B.4. Faulty objects

As discussed in the previous section, if one of the active objects in a RAID-1 or RAID-4/5 region has a problem, that object will be kicked out and the region will become degraded. A problem can occur with active objects in a variety of ways. For instance, a disk can crash, a disk can be pulled out of the system, a drive cable can be removed, or one or more I/Os can cause errors. Any of these will result in the object being kicked out and the RAID region becoming degraded.

If a disk has completely stopped working or has been removed from the machine, EVMS obviously will no longer recognize that disk, and it will not show up as part of the RAID region when running the EVMS user interfaces. However, if the disk is still available in the machine, EVMS will likely be able to recognize that the disk is assigned to the RAID region, but has been removed from any active service by the kernel. This type of disk is referred to as a faulty object.

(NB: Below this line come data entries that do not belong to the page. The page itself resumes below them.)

PR #701, opened 2025-09-12
created codeowners file and added dev dependency experince

soulFood5632:
## What does this add?
Now me or Amir has to review any changes

also accidently in this change are the changes to a uv style approach to dev dependencies. The required changes have been made to the docs.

B.4.1. Removing faulty objects

Faulty objects are no longer usable by the RAID region, and should be removed. You can remove faulty objects with the "remfaulty" plug-in function for both RAID-1 and RAID-4/5. This operation is very similar to removing spare objects. After the object is removed, it will appear in the Available-Objects list in the EVMS user interfaces.

Faulty objects can be removed while the RAID region is active and in use.

B.4.2. Fixing temporarily failed objects

Sometimes a disk can have a temporary problem that causes the disk to be marked faulty and the RAID region to become degraded. For instance, a drive cable can come loose, causing the MD kernel driver to think the disk has disappeared. However, if the cable is plugged back in, the disk should be available for normal use. However, the MD kernel driver and the EVMS MD plug-in will continue to indicate that the disk is a faulty object because the disk might have missed some writes to the RAID region and would therefore be out of sync with the rest of the disks in the region.

In order to correct this situation, the faulty object should be removed from the RAID region (as discussed in the previous section). The object will then show up as an Available-Object. Next, that object should be added back to the RAID region as a spare (as discussed in Section B.3.1. When the changes are saved, the MD kernel driver will activate the spare and sync the data and parity. When the sync is complete, the RAID region will be operating in its original, normal configuration.

This procedure can be accomplished while the RAID region is active and in use.

B.4.3. Marking objects faulty

EVMS provides the ability to manually mark a child of a RAID-1 or RAID-4/5 region as faulty. This has the same effect as if the object had some problem or caused I/O errors. The object will be kicked out from active service in the region, and will then show up as a faulty object in EVMS. It can then be removed from the region as discussed in the previous sections.

There are a variety of reasons why you might want to manually mark an object faulty. One example would be to test failure scenarios to learn how Linux and EVMS deal with the hardware failures. Another example would be that you want to replace one of the current active objects with a different object. To do this, you would add the new object as a spare, then mark the current object faulty (causing the new object to be activated and the data to be resynced), and finally remove the faulty object.

EVMS allows you to mark an object faulty in a RAID-1 region if there are more than one active objects in the region. EVMS allows you to mark an object faulty in a RAID-4/5 region if the region has a spare object.

Use the "markfaulty" plug-in function for both RAID-1 and RAID-4/5. This command can be used while the RAID region is active and in use.